We were lucky to have a post building on our property that we could fix up. We just used OSB for siding to keep the cost down and just put 3 coats of paint on it to keep it from rotting.

For our Nigerians we used rolls of 5' welded utility fence from the home improvement store. It was inexpensive as far as fencing goes. Like $40ish for a 50 foot roll. We used t-posts mostly with wooden posts at each corner. It has been working great so far. The wooden posts really make it sturdy. Enough for our girls anyway. 

We got ours for pets too. Now we decided we will try breeding one each year for milk for us. We thought it might be fun to make cheese, soap etc too.

Nigerians were the best pet choice for us. We wanted a small goat that wouldn't be too intimidating to our kids. At first we thought Pigmy but after looking for awhile we really liked the colors of the Nigerians more.

Good luck with your new adventure!


----------



## ksalvagno (Oct 6, 2009)

Get at least 2 goats.


----------



## AmyBoogie (May 20, 2013)

2 goats will be happier than one. They need companionship. 

Pallets work for fencing but cattle panels will contain them really well and last longer. 

Go to CraigsList.

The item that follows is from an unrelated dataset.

Issue #2652, opened 2017-05-03
give prefetching threads useful names


lbergelson:
Currently the prefetcher threads all show up as something like "thread-pool-1-thread-1".  It would be nice if we could give them a name so it's immediately clear in the profiler what they are.  It looks like this can be done with a custom thread factory.  Guava has one that should make this easy,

You might be able to find a free or almost free shed there that would be ideal. You might even find fencing.


----------



## peachpatch143 (Jul 23, 2013)

I have one nigerian and one Pygmy. I have a 3ft high wire fencing with green metal posts every 8 ft or so pulled as tight I could, and I'm a woman so if I can do it lol! I uses one fiberglass post from the horses electric fence weaving through the wire fence at any points that the top is wavy. Mine are on hills so the fence will never be super tight and sturdy but it works perfectly. Little igloo dog house for the two to sleep


----------



## Smallfarmer (Jul 10, 2013)

Thanks for all the ideas! I think I can get some fencing and enough pallets off my Amish neighbors to build a shed and reasonable enclosure. 
I'm hoping to start out with two Pygmys then maybe dairy or meat goats in the future.


----------



## dchemphill1 (Jul 25, 2013)

I am getting goats tomorrow and was not sure about structure and fencing. I bought a couple of electric netting fence and solar charger and built a goat shed on a sled to drag around the pasture. We will somehow well it works. The fenced area gives about 80 feet per side and is full of sumac and poison ivy along with sweet clover, etc....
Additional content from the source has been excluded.